Read stories showing the entire range of human emotions and how these emotions are handled by characters in literature. • Talk with students about how you are feeling sometimes and how you handle those feelings. This gives students some insight into teachers being real people. • Use journaling as a tool to get students to describe their emotions and/or put a name with their emotions/feelings. • Use strategies, such as visualization, deep breathing, or yoga to teach students how to control their emotions and moods. • Work with students to set individual goals and CELEBRATE their successes when they reach their goal. • Teach students to utilize self-talk to manage particularly difficult situations.

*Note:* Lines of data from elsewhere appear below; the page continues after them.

PR #2444, opened 2025-10-11
test: Add integration test for coverage trace provider

theofidry:
## Goal

The goal of this PR is to bring light about what the final result is, i.e. for a given coverage report, what traces are we getting and what those traces actually are.

This will bring the following benefits:
- Have a clear picture of what `Trace` objects we are consuming look like.
- Ensure we do not have any regressions from reworking any of the underlying code.

## Context

To generate a `Trace`, a lot of works needs to be done. We use about 11 services, wired a special way, in order to navigate through the various coverage reports and construct the `Trace` objects in an efficient way. I believe there is room for improvements there, I have a plan for it, but this is not the scope of this PR.

While doing that work, I was struggling a lot with figuring out how a `Trace` actually looks like in its final form, for a given coverage report. We have a lot of unit tests for the different steps, but none with a clear big picture.

Anyway, this is what brought me here, but I believe this change on its own makes sense even if we do not move forward with [my upstream plan](https://github.com/theofidry/infection/pull/1).

## How it works

To provide real results, a mini-project is shipped for which we can add source code and tests and generate a coverage report. Since coverage reports include absolute path, we cannot commit it. Instead, I went with the solution of copying it and replace the absolute paths by a placeholder and commit this instead. Before executing the tests, we copy the report from the template if it does not exist.

From there we create our service and generate the traces and compare the traces we want.

This test is heavy:
- The expectation list is long: I think it is fine, we can't do much to avoid this and this is meant as a smoke integration test, i.e. not a test we want to update all the time.
- It's a lot of services to instantiate: it is just how it is design-wise at the moment.

### DIFF
--- a/tests/phpunit/TestFramework/Tracing/PHPUnitCoverageTracerTest.php
+++ b/tests/phpunit/TestFramework/Tracing/PHPUnitCoverageTracerTest.php
@@ -240,7 +240,7 @@ final class PHPUnitCoverageTracerTest extends TestCase
             $splFileInfo,
             new SyntheticTrace(
                 sourceFileInfo: $splFileInfo,
-                realPath: realpath($canonicalDemoCounterServicePathnam),
+                realPath: realpath($canonicalDemoCounterServicePathname),
                 relativePathname: $canonicalDemoCounterServicePathname,
                 hasTest: true,
                 tests: new TestLocations(


tests/phpunit/TestFramework/Tracing/SyntheticTrace.php
```diff
@@ -0,0 +1,86 @@
...
+
+namespace Infection\TestFramework\Tracing;
+
+use DomainException;
+use Infection\TestFramework\Coverage\NodeLineRangeData;
+use Infection\TestFramework\Coverage\TestLocations;
+use Infection\TestFramework\Coverage\Trace;
+use Symfony\Component\Finder\SplFileInfo;
+
+final readonly class SyntheticTrace implements Trace
```
theofidry, line 49: This trace is so far purely for testing purposes. It is used to declare a trace state, i.e. the expectations of the generate trace state, hence there is no need for any laziness and no value is calculated/inferred.

theofidry: May be worth en explanatory comment and maybe move it to the test namespace

tests/phpunit/TestFramework/Tracing/Fixtures/README.md
```diff
@@ -0,0 +1,3 @@
+To keep things simple but true, a dummy service was implemented and an AI
```
theofidry: review that once the test generation is figured out (problems are listed bellow)

tests/phpunit/TestFramework/Tracing/Fixtures/phpunit/junit.xml
```diff
@@ -0,0 +1,21 @@
+<?xml version="1.0" encoding="UTF-8"?>
+<testsuites>
+  <testsuite name="/Users/tfidry/Project/Humbug/infection/tests/phpunit/TestFramework/Tracing/Fixtures/phpunit.xml" tests="12" assertions="25" errors="0" failures="0" skipped="0" time="0.021691">
```
theofidry: the JUnit report contains absolute paths which is not ideal, but we cannot regenerate it either since the execution time is important. Maybe we need to play around with placeholders, i.e. having:

```suggestion
  <testsuite name="/path/to/project/tests/phpunit/TestFramework/Tracing/Fixtures/phpunit.xml" tests="12" assertions="25" errors="0" failures="0" skipped="0" time="0.021691">
```

And for the test execution replace `/path/to/project` with the actual value.

tests/phpunit/TestFramework/Tracing/Fixtures/phpunit.xml
```diff
@@ -0,0 +1,42 @@
+<?xml version="1.0" encoding="UTF-8"?>
+<phpunit xmlns:xsi="http://www.w3.org/2001/XMLSchema-instance"
```
theofidry, line 2: the idea is to have a "nano project" for which we could easily generate the real code coverage at any time:

```
XDEBUG_MODE=coverage vendor/bin/phpunit --configuration=/path/to/this/phpunit.xml
```

Having this mini project has several benefits IMO. Currently most of our services work with hand crafted samples of XML reports. This is great to capture various edge cases and keep things readable. However, this also means we can easily miss changes in code coverage report (i.e. PHPUnit updates something, and we don't pick up on this change).

I am not challenging our current approach, but I also believe having _some_ integration tests would be helpful. In order to do that, this small project will allow us to create real code, real test, and generate an up-to-date coverage report from them.

That said, maybe the current location is too specific or too hidden and we may want to move that somewhere else.

tests/phpunit/TestFramework/Tracing/TraceAssertion.php
```diff
@@ -0,0 +1,63 @@
...
+ */
+
+declare(strict_types=1);
+
+namespace Infection\Tests\TestFramework\Tracing;
+
+use Infection\TestFramework\Coverage\Trace;
+use PHPUnit\Framework\Assert;
+
+final class TraceAssertion
```
theofidry, line 41: Due to the laziness of some traces, and the fact that `Trace` is an interface, we cannot simply compare objects between each other, hence this custom assertion.

tests/phpunit/TestFramework/Tracing/PHPUnitCoverageTracerTest.php
```diff
@@ -0,0 +1,437 @@
...
+use PHPUnit\Framework\Attributes\CoversNothing;
+use PHPUnit\Framework\Attributes\DataProvider;
+use PHPUnit\Framework\TestCase;
+use function sprintf;
+use Symfony\Component\Filesystem\Path;
+use Symfony\Component\Finder\Finder;
+use Symfony\Component\Finder\SplFileInfo;
+
+#[CoversNothing]
+final class PHPUnitCoverageTracerTest extends TestCase
```
theofidry, line 70: this is the star of the PR. Don't miss it, GitHub likes to hide it

tests/phpunit/TestFramework/Tracing/PHPUnitCoverageTracerTest.php
```diff
@@ -0,0 +1,437 @@
...
+    protected function setUp(): void
+    {
+        $coveragePath = self::FIXTURE_DIR . '/phpunit';
+
+        $testFrameworkAdapterStub = $this->createStub(TestFrameworkAdapter::class);
+        $testFrameworkAdapterStub
+            ->method('hasJUnitReport')
+            ->willReturn(true);
+
+        $this->provider = new CoveredTraceProvider(
```
theofidry, line 87: FWIW, I know this looks awful, we are wiring 11 services, but I believe this can be greatly improved. But I think even without those improvements this test still makes sense and provides value

tests/phpunit/TestFramework/Tracing/PHPUnitCoverageTracerTest.php
```diff
@@ -0,0 +1,437 @@
...
+            ),
+        );
+    }
+
+    #[DataProvider('traceProvider')]
+    public function test_it_can_create_a_trace(
+        SplFileInfo $fileInfo,
+        Trace $expected,
+    ): void {
+        $actual = 'No Trace found.';
```
theofidry: let's just remove this and properly fail if the `$actual` is not defined.

tests/phpunit/TestFramework/Tracing/PHPUnitCoverageTracerTest.php
```diff
@@ -0,0 +1,437 @@
...
+
+        foreach ($this->provider->provideTraces() as $trace) {
```
theofidry, line 129: this is a bout of a roundabout way to do things, this is because this test focuses on what a trace should look like for a given file. So if we add more covered code, we _don't have to_ necessarily update this test.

Most Importantly… • Create a safe environment for students. Have classroom rules and hold students accountable for following the rules. Be consistent in consequences for all students. • Frequently remind students that you are there to help them and to keep them safe. • Be encouraging and supportive. • Provide students with opportunities to identify and discuss/write about what they are feeling/their emotions. • Allow students to make choices that will benefit them in regulating their emotions. Remember none of us are the same and we all handle things in different ways.